Pretty good chance this is one of the problems on amdgpu as well.

tianshilei1992 added a comment.EditedNov 11 2021, 9:16 AM

IMO, genericStateMachine should not be called by the extra warp. I think it would be more clear to add the guard in __kmpc_target_init.

jdenny updated this revision to Diff 386680.Nov 11 2021, 4:51 PM
jdenny retitled this revision from [OpenMP] Fix master thread barrier for Pascal to [OpenMP] Fix master thread barrier for Pascal and amdgpu.
  • Applied the same fix to the custom state machine, as suggested by @jdoerfert privately, and extended the new test to cover it. For that test on the NVIDIA Pascals I tried, fixing the custom state machine didn't appear to be needed. Perhaps in that version, the master thread manages to be selected for execution before other threads in its warp. However, fixing the custom state machine did prove important for that test on an AMD GPU I tried. Maybe another test would prove it's important for Pascals too, but I haven't looked for one.
  • Moved fix to callers of generic state machine functions, as suggested by @tianshilei1992.
  • Pointed out this fix is also relevant to AMD GPUs, as suggested by @JonChesterfield.
Herald added a project: Restricted Project. · View Herald TranscriptNov 11 2021, 4:51 PM

I just noticed that a few LLVM :: Transforms/OpenMP test need to be updated. I'll do that soon.

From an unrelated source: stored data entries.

PR #1820, opened 2024-03-05
Changing the Introduction

pstack2021:
Why:
The [current introduction page ](https://www.rabbitmq.com/docs/documentation) is a table of contents, now that we have a doc table of contents on the new site, we don't need to list links to all the docs on this page. Updating now to provide users with a docs welcome page to help them navigate around this new versioned documentation site.

### DIFF
--- a/docs/index.md
+++ b/docs/index.md
@@ -2,7 +2,7 @@
 title: RabbitMQ Documentation
 ---
 <!--
-Copyright (c) 2005-2024 Broadcom. All Rights Reserved. The term "Broadcom" refers to Broadcom Inc. and/or its subsidiaries.
+Copyright (c) 2007-2024 Broadcom. All Rights Reserved. The term "Broadcom" refers to Broadcom Inc. and/or its subsidiaries.
 
 All rights reserved. This program and the accompanying materials
 are made available under the terms of the under the Apache License,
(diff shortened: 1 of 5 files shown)


pstack2021:
@dumbbell 

Note, the links to release information and getting started pages are links to this site currently: https://revamp-the-rabbitmq-home-pag.rabbitmq-website.pages.dev/ I know these need to change.

Also what are your thoughts on including a table on this page for the different personas i.e. Developer, Administration ....1 column per persona, then under each persona we could include a linked list to the documentation that each persona would use setup RabbitMQ for that persona??? 

Thanks

dumbbell:
Starting to organize topics based on the reader’s profile is great! I believe this should be the primary focus of this page.

Content such as:
* RabbitMQ Documentation is now versioned
* which is currently 3.13
* Select the 3.12 option from the drop-down menu to access documentation for previous 3.12.x releases
* Soon we will be revising the table of contents
* We will keep you posted!
… is ephemeral because it will be obsolete as soon as there is a new version or when we change the ToC. This phrasing is better suited for a blog post. Furthermore, because that page is versioned, maintaining ephemeral content will be difficult.

I think the welcome page should remain valid at any time. If we focus on administrators and developers, the page will greatly help people navigate the docs.

pstack2021:
Thanks JSP for your feedback, I will add some sections for user profiles. With regard to your comments above, I agree with them yes but I think for now on a new doc site, which users are navigating around/getting used to lets include this information. Yes, it will change in time (new release/changes in TOC) but that won't be for a while....the next RabbitMQ release is not until 4.0 and that is not due out for a long time yet.

pstack2021:
also documentation.md needs to be renamed to index.md before merging.

docs/documentation.md
```diff
@@ -17,6 +17,111 @@ WITHOUT WARRANTIES OR CONDITIONS OF ANY KIND, either express or implied.
...
+  <tr>
+    <td class="centre">Install and configure additional plugins</td>
+    <td class="centre">XXX</td>
+  </tr>
+  <tr>
+    <td class="centre">Choose the appropriate Queue type to use and configure the Queues</td>
+    <td class="centre">XXX</td>
+  </tr>
+  <tr>
+    <td class="centre">Configure publishers and consumers</td>
```
michaelklishin, line 95: Administrators do not configure publishers and consumers, applications do, at least applications do the most important parts. This belongs to the developer section.

docs/documentation.md
```diff
@@ -17,6 +17,111 @@ WITHOUT WARRANTIES OR CONDITIONS OF ANY KIND, either express or implied.
...
+  <tr>
+    <td class="centre">Install and provision RabbitMQ on all Nodes in the Cluster</td>
+    <td class="centre">XXX</td>
+  </tr>
+  <tr>
+    <td class="centre">Configure the Hostnames</td>
+    <td class="centre">XXX</td>
+  </tr>
+  <tr>
+    <td class="centre">Configure High Availability (if required)</td>
```
michaelklishin, line 75: This should not link to the classic mirrored queues guide. I'd rename it to "Replicated Queues and Streams."

docs/documentation.md
```diff
@@ -17,6 +17,111 @@ WITHOUT WARRANTIES OR CONDITIONS OF ANY KIND, either express or implied.
...
+   <tr>
+    <th class="centre">Tasks</th>
+    <th class="centre">Documentation Reference</th>
+  </tr>
+  <tr>
+    <td class="centre">Install and provision RabbitMQ on all Nodes in the Cluster</td>
+    <td class="centre">XXX</td>
+  </tr>
+  <tr>
+    <td class="centre">Configure the Hostnames</td>
```
michaelklishin, line 71: With many deployment options you don't have to configure hostnames, the only thing RabbitMQ needs is that the hostnames are resolvable on all nodes and stable.

This is a part of the broader networking configuration, and IIRC is documented in the Networking and Clustering guides.

"Forming a cluster" might be a better option with Clustering, Cluster Formation and Networking guides being the three key guides.

docs/documentation.md
```diff
@@ -17,6 +17,111 @@ WITHOUT WARRANTIES OR CONDITIONS OF ANY KIND, either express or implied.
...
+
+For an administrator who want to use RabbitMQ in a production environment, the following is the generic list of tasks they would follow to start using RabbitMQ.
+
+<table id="administrator">
+   <tr>
+    <th class="centre">Tasks</th>
+    <th class="centre">Documentation Reference</th>
+  </tr>
+  <tr>
+    <td class="centre">Install and provision RabbitMQ on all Nodes in the Cluster</td>
```
michaelklishin, line 67: I find the "on all nodes in the cluster" part to be redundant and confusing.

I'd say we have

1. Installation options
2. Kubernetes guides (because this is a specific and thoroughly documented installation option)
3. Cluster formation

docs/documentation.md
```diff
@@ -17,6 +17,111 @@ WITHOUT WARRANTIES OR CONDITIONS OF ANY KIND, either express or implied.
...
+Use the navigation on the left to browse through documentation for your release of RabbitMQ.
+
+## Getting Started
+Choose which RabbitMQ version you want to use, review the [latest RabbitMQ releases](https://revamp-the-rabbitmq-home-pag.rabbitmq-website.pages.dev/docs/changelog) to help you decide. Next, go to the [Get Started pages](https://revamp-the-rabbitmq-home-pag.rabbitmq-website.pages.dev/tutorials) to try out the tutorials. These tutorials offer an introduction to messaging and it's key features as well as some common usage scenarios.
+
+## User: Developer
+
+For a developer who wants to use RabbitMQ in an application, the following is the generic list of steps they would follow to start using RabbitMQ.
+
+<table id="developer">
```
michaelklishin, line 35: Tutorials, Connections, Channels, Publishers, Consumers, TLS configuration, Reliability, Clustering, Quorum Queues, Streams, Heartbeats, TTL, Dead Lettering, Priority Queues, MQTT, STOMP, and possibly the three Troubleshooting are what I'd consider "Developer guides."

docs/documentation.md
```diff
@@ -17,6 +17,111 @@ WITHOUT WARRANTIES OR CONDITIONS OF ANY KIND, either express or implied.
...
+# RabbitMQ Documentation
+
+Welcome to RabbitMQ documentation. Use the drop-down menu on the top right of any page to select the documentation version for the RabbitMQ release that you are using. We update each version of documentation with the latest minor and patch information for that release.
+
+For previous 3.12.x documentation, select the **3.12** option from the drop-down menu. 3.12.x documentation is hosted on our previous RabbitMQ site. This documentation is not versioned. 
+
+Use the navigation on the left to browse through documentation for your release of RabbitMQ.
+
+## Getting Started
+Choose which RabbitMQ version you want to use, review the [latest RabbitMQ releases](https://revamp-the-rabbitmq-home-pag.rabbitmq-website.pages.dev/docs/changelog) to help you decide. Next, go to the [Get Started pages](https://revamp-the-rabbitmq-home-pag.rabbitmq-website.pages.dev/tutorials) to try out the tutorials. These tutorials offer an introduction to messaging and it's key features as well as some common usage scenarios.
```
michaelklishin, line 29: We must use `./relative/paths/` here, we cannot be linking to `rabbitmq-website.pages.dev` as some of these will certainly be overlooked and deployed live. We've had it with website indexing, for example.

pstack2021: Sure @michaelklishin will do, I am just using these links temporarily, thanks.

pstack2021:
Hi @dumbbell and @mkuratczyk 

Can you please review the new doc intro page. Please note this is the initial DRAFT, I need your input now with the list of tasks each persona (admin and developer) would complete to use RabbitMQ. I know it is difficult to do this as the route each persona takes is very much dependant on their own requirements. In the important notes before the tables I am attempting to reiterate this.

The layout i.e. current tabular format in HTML will all change as will the the link format (@dumbbell will help me with this when the time comes) so please don't comment on that for now. Right now, we must get the content correct i.e. the general list of tasks a developer and an administrator would complete

Please feel free to update in the branch itself. Also, this `documentation.md `file needs to be renamed to` index.md `before it goes live.

Another point @dumbbell, when we have the information for these 2 personas in decent shape, perhaps we can link/reference your use cases: https://www.rabbitmq.com/ from this intro page i.e. match up a persona with one of those particular use cases? 

Many thanks in advance,
Paula.

docs/documentation.md
```diff
@@ -17,6 +17,124 @@ WITHOUT WARRANTIES OR CONDITIONS OF ANY KIND, either express or implied.
 See the License for the specific language governing permissions and
 limitations under the License.
 -->
+# RabbitMQ Documentation
+
+Welcome to RabbitMQ documentation. Use the drop-down menu on the top right of any page to select the documentation version for the RabbitMQ release that you are using. We update each version of documentation with the latest minor and patch information for that release.
+
+For previous 3.12.x documentation, select the **3.12** option from the drop-down menu. 3.12.x documentation is hosted on our previous RabbitMQ site. This documentation is not versioned.
```
dumbbell, line 24: I don't think we need this paragraph as the previous one already covered the fact that other versions are available in the list.

Also, "This documentation is not versioned" is not true. It is versioned: the website contains the docs for 3.12.x (but only that one).

docs/documentation.md
```diff
@@ -17,6 +17,124 @@ WITHOUT WARRANTIES OR CONDITIONS OF ANY KIND, either express or implied.
...
+    <td class="centre">Start by going through the tutorials</td>
+    <td class="centre"><a href="https://www.rabbitmq.com/tutorials">Getting Started</a></td>
+  </tr>
+  <tr>
+    <td class="centre">Choose a messaging protocol</td>
+    <td class="centre"><a href="https://www.rabbitmq.com/protocols.html">What Protocols does RabbitMQ support</a></td>
+  </tr>
+  <tr>
+    <td class="centre">Open a Connection</td>
+    <td class="centre"><a href="https://www.rabbitmq.com/connections.html">Connections</a></td>
```
dumbbell, line 47: I feel this is a client library matter, not a server one at this point. I mean, the step is relevant, but perhaps it should point to the first tutorial.

To be honest, the whole "Getting started" section will have to be revisited to take into account what RabbitMQ is today.

docs/documentation.md
```diff
@@ -17,6 +17,124 @@ WITHOUT WARRANTIES OR CONDITIONS OF ANY KIND, either express or implied.
...
+  </tr>
+   <tr>
+   <td class="centre">Publish and Consume Messages </td>
+    <td class="centre">
+    <ul>
+      <li><a href="./publishers.md">Publishing Messages</a></li>
+      <li><a href="./publishers.md">Consuming Message</a></li>
+      <li><a href="./confirms.md">Consumer Acknowledgements and Publisher Confirms</a></li>
+    </ul>
+   </td>
```
dumbbell, line 57: After looking at this again, the list is very close to what is tought by the tutorials (even though they are AMQP 0-9-1 centric).

Thus I'm wondering if the first step should point to tutorials, then move to intermediate/advanced topics directly.

docs/documentation.md
```diff
@@ -17,6 +17,124 @@ WITHOUT WARRANTIES OR CONDITIONS OF ANY KIND, either express or implied.
...
+    <th class="centre">Documentation</th>
+  </tr>
+   <tr>
+    <td class="centre">Before deploying RabbitMQ in a production environment, take a look at our deployment guidelines</td>
+    <td class="centre"><a href="https://www.rabbitmq.com/docs/download">Deployment Guidelines</a></td>
+  </tr>
+  <tr>
+  <tr>
+    <td class="centre">Choose an installation option for your platform. When you are deploying RabbitMQ, choose one of the latest RabbitMQ and Erlang versions.</td>
+    <td class="centre"><a href="https://www.rabbitmq.com/docs/download">Installing RabbitMQ</a> and <a href="https://www.rabbitmq.com/docs/platforms">Supported Platforms</a></td>
```
dumbbell, line 108: "Supported Platforms" should be linked from the "Installing RabbitMQ" page. The "supported" notion is implicit in "installing": the user would click to learn how to install and will look for their platform in that page.

dumbbell (commented):
My general feeling after taking a step back is that the tables generally repeat the table of content. You did a great job with that ToC and it's well organized and already reflects the questions a user (developer or administrator) will have and in the correct order. I'm having second thoughts about a list of tasks each user may go through.

I mean:
* We already have tutorials for developers that cover the basics. After the tutorials, it's hard to predict what the developer will look for because it will be dependant on their use case.
* For admins, the sequence is usually install -> configure -> backup/monitor. Underneath, the order is dependent on the use case as well.

I'm wondering if we should keep the developer and admin sections, but have a simpler paragraph guiding each persona to find the entry point (tutorials for developers, the install page for admins).

pstack2021:
> My general feeling after taking a step back is that the tables generally repeat the table of content. You did a great job with that ToC and it's well organized and already reflects the questions a user (developer or administrator) will have and in the correct order. I'm having second thoughts about a list of tasks each user may go through.
> 
> I mean:
> 
> * We already have tutorials for developers that cover the basics. After the tutorials, it's hard to predict what the developer will look for because it will be dependant on their use case.
> * For admins, the sequence is usually install -> configure -> backup/monitor. Underneath, the order is dependent on the use case as well.
> 
> I'm wondering if we should keep the developer and admin sections, but have a simpler paragraph guiding each persona to find the entry point (tutorials for developers, the install page for admins).

Thanks a lot @dumbbell for this feedback, I will take make additional changes to this page based on your comments. I shall have the next iteration out for review by the end of today, thanks.

pstack2021:
Hey @dumbbell

Can you take a look now, I removed the "Developer" and "Administrator" tables with the list of tasks and instead have 2 paragraphs about these personas under each persona heading.

Many thanks
Paula

docs/documentation.md
```diff
@@ -17,6 +17,24 @@ WITHOUT WARRANTIES OR CONDITIONS OF ANY KIND, either express or implied.
 See the License for the specific language governing permissions and
 limitations under the License.
 -->
+# RabbitMQ Documentation
+
+Welcome to RabbitMQ documentation. RabbitMQ is a reliable and mature messaging and streaming broker, which is easy to deploy on cloud environments, on-premises, and on your local machine. With support for many different messaging protocols, it can scale from providing point-to-point messaging all the way up to globally distributed highly-available event streaming with rock-solid reliability. RabbitMQ is currently used by millions worldwide. 
+
+## How to use this documentation
+
+Use the navigation on the left to browse through documentation for your release of RabbitMQ. This table of contents is structured so it can be used by our two main RabbitMQ personas: Developer and Administrator.
```
dumbbell, line 26: I think I preferred when the introduction was more to the point. That first paragraph is for the homepage. I mean, either the user is browsing the website to learn more about the project and probably started with the homapage, or they are here for the docs and would probably prefer to get the information they want straight away, not a general paragraph about something they are already using.

docs/documentation.md
```diff
@@ -17,6 +17,24 @@ WITHOUT WARRANTIES OR CONDITIONS OF ANY KIND, either express or implied.
...
+
+Welcome to RabbitMQ documentation. RabbitMQ is a reliable and mature messaging and streaming broker, which is easy to deploy on cloud environments, on-premises, and on your local machine. With support for many different messaging protocols, it can scale from providing point-to-point messaging all the way up to globally distributed highly-available event streaming with rock-solid reliability. RabbitMQ is currently used by millions worldwide. 
+
+## How to use this documentation
+
+Use the navigation on the left to browse through documentation for your release of RabbitMQ. This table of contents is structured so it can be used by our two main RabbitMQ personas: Developer and Administrator. 
+
+## User: Developer
+
+Each developer scenario is different depending on the use case. For example, lets take the task of opening a connection, this route differs a lot depending on the messaging protocol a developers uses. This is just one factor, there are many more. You might want to start with [Getting Started](/tutorials), which is a set of tutorials that will guide you on how to use RabbitMQ with AMQP. If you need more details, then go the **How to Use RabbitMQ** section.
```
dumbbell, line 30: I would skip the first part which is kind of obvious to the reader IMHO.

The paragraph would start at the "You might want to (...)", pointing the reader to the tutorials if they are new to RabbitMQ. Then talk about the "How to use RabbitMQ" section as you do in the last sentence.

docs/documentation.md
```diff
@@ -17,6 +17,24 @@ WITHOUT WARRANTIES OR CONDITIONS OF ANY KIND, either express or implied.
...
+
+## User: Administrator
+
+Each administrator scenario is also different depending on the use case. For administrators, the sequence might usually be install, configure, and monitor. As a recommendation only, start with **Install and Upgrade** documentation on the left, then access the **How to Manage RabbitMQ** tasks, and finally **How to Monitor RabbitMQ**.
```
dumbbell, line 34: Likewise, I would go directly to the reasoning behind the ToC:
"The docs is divided into two sections:
* How to manage RabbitMQ where you can learn about the configuration of the broker
* How to monitor RabbitMQ where we describe best practices to keep an eye on the service health"
(this phrasing can probably be improved :)

docs/documentation.md
```diff
@@ -17,6 +17,24 @@ WITHOUT WARRANTIES OR CONDITIONS OF ANY KIND, either express or implied.
...
 -->
+# RabbitMQ Documentation
+
+Welcome to RabbitMQ documentation. RabbitMQ is a reliable and mature messaging and streaming broker, which is easy to deploy on cloud environments, on-premises, and on your local machine. With support for many different messaging protocols, it can scale from providing point-to-point messaging all the way up to globally distributed highly-available event streaming with rock-solid reliability. RabbitMQ is currently used by millions worldwide. 
+
+## How to use this documentation
+
+Use the navigation on the left to browse through documentation for your release of RabbitMQ. This table of contents is structured so it can be used by our two main RabbitMQ personas: Developer and Administrator. 
+
+## User: Developer
```
dumbbell, line 28: What about a more "inviting" title like "If you are a developer"?

dumbbell:
@pstack2021: I applied the latest changes we discussed and rebased the branch on top of the latest main.

In addition, I used the CSS style sheet to change the paragraphs at the beginning that talks about the drop-down menu and the table of contents. On large screens, they point to the top-right corner and the left sidebar and have icons to make this even more visible. On small screen, when the left sidebar disappears, the paragraphs are replaced to mention the hamburger icon and the main menu. So now, they adapt to what is actually displayed for the user.

The preview is available at the same URL:
https://revamping-docs-introduction.rabbitmq-website.pages.dev/docs

pstack2021:
Thanks a lot @dumbbell

PR #1821, opened 2024-03-05
docs: quorum queues and dlx: fix anchors wrt 'poison message handling' details

geor-g:
See the commit messages for context and details.


michaelklishin:
Thank you. I think we should customize the anchor because "for-quorum-queues" at the end sounds overly repetitive to me.

I'll get it now and credit you for the finding.

PR #1822, opened 2024-03-06
Fixed typo in docs/Prometheus

ArjunMG:


michaelklishin:
I'm afraid we don't accept automated PRs like this. There are no reasons to change list bullets in that or any other guide from `*` to `-`, for example.

michaelklishin:
To be clear, we would accept and we do appreciate typo fixes. But this PR changes way too much, including things that are not typos by any stretch.

PR #1825, opened 2024-03-07
Avoid escaping XML inside xml code block

jipe:
The XML to be used for pom.xml defined in an XML code block in markdown was made using XML entities for brackets which resulted in them also being escaped in the resulting view.


michaelklishin:
Thank you. Yes, these were necessary with the original site but not with Docosaurus.

PR #1807, opened 2024-02-26
Update tutorial-two-spring-amqp.md

eshonkulov-asliddin:
Fixed typo

PR #1827, opened 2024-03-07
Fixed Markdown formatting issue with html character entities

MoellJ:
## Trivial / obvious fix

Some tutorials contained example code that used the html character entities `&lt;` and `&gt;` instead of `< >`.
Similarly to #1807 this PR aims to fix some of these issues.

Other possible erronous files that I was not sure about and therefore did not edit:
- tutorial-five-javascript.md
- Many php tutorials
- Many objective-C tutorials
- Other Markdown files containing &lt; and &gt;


michaelklishin (approved):
Thank you! These were necessary with the original website but not with Docosaurus 👍

PR #1833, opened 2024-03-11
Mention delete_queue params ignored by Streams

ikavgo:
see #10543


michaelklishin:
This file is generated from [its `man` equivalent](https://github.com/rabbitmq/rabbitmq-server/blob/main/deps/rabbit/docs/rabbitmqctl.8). I can add take care of that if you don't want to figure out its really obscure format, troff/ntroff.

ikavgo:
I can do this, thank you

PR #1843, opened 2024-03-16
More improvements to release information

dumbbell:
This is a collection of small improvements:
* The table’s column titles are ajusted, following feedback from @pstack2021.
* The table’s legend is reworked to display correctly on small screens.
* The release data in `docusaurus.config.js` is reorganized to be able to record and show all patch releases in a release branch.


pstack2021:
Hey @dumbbell, 
Looks great thank you, 3 comments:
1. Please see this screenshot, I am viewing this page on the 14 inch macbook pro screen, as you can see, I need to scroll if I want to see the support columns which I guess isn't an ideal experience on a laptop, it seems to be the "Latest Patch" column that is cause the issue: "Release Notes" and "Announcement" for 3.13.0 are side by side, could we have a unordered list here with "Release Notes" first (on top)
 and "Annoucement" underneath it ...or we don't need an unordered list just place one under the order making this column slimmer and therefore allowing a user to see the full table? 

Screenshot 2024-03-18 at 21 58 54

2. Spelling Typo: [Annoucement](https://787ae2ae.rabbitmq-website.pages.dev/blog/2024/03/11/rabbitmq-3.13.0-announcement) should be "Announcement"

3. See screenshot below could have these are 2 seperate columns with the full column names i.e. "End of Community Support" and "End of Extended Commercial Support" like it was in the past, I think its clearer than "End of Support" and then "Community" and "Ext Commercial" underneath it, I totally understand why you did it to reduce column size so leave as is if it going to cause layout issues, if it is remaining the same, maybe we can change "Ext Commercial" to its full description which is "Extended Commercial" 

Screenshot 2024-03-18 at 22 56 09

pstack2021:
> @pstack2021: Here is how it would look like with full column names: image
> 
> What do you think?

Yes I like to @dumbbell, its 100% clear

PR #1860, opened 2024-03-29
Remove duplicated sidebar link (Stream Plugin)

naramdash:
- Remove duplicated `Stream Plugin` link.


dumbbell (approved):
Good catch! Thank you!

jdoerfert added inline comments.Nov 11 2021, 5:40 PM
llvm/lib/Transforms/IPO/OpenMPOpt.cpp
3463

This doesn't quite work because now every thread in the last warp will execute the user code.
I think the minimal addition is

if (InitCB <u BlockSize)
  return;

and then whatever we had before.

3579

-master +main

openmp/libomptarget/DeviceRTL/src/Kernel.cpp
103

-master +main

jdenny updated this revision to Diff 386722.Nov 11 2021, 8:06 PM
jdenny marked 2 inline comments as done.
  • Addressed @jdoerfert's comments.
  • Updated LLVM :: Transforms/OpenMP tests.
jdenny marked an inline comment as done.Nov 11 2021, 8:07 PM
jdenny added inline comments.
llvm/lib/Transforms/IPO/OpenMPOpt.cpp
3463

Ah, you're right that's not what I meant to do. It managed to work for my test because it eliminated the divergence in the last warp.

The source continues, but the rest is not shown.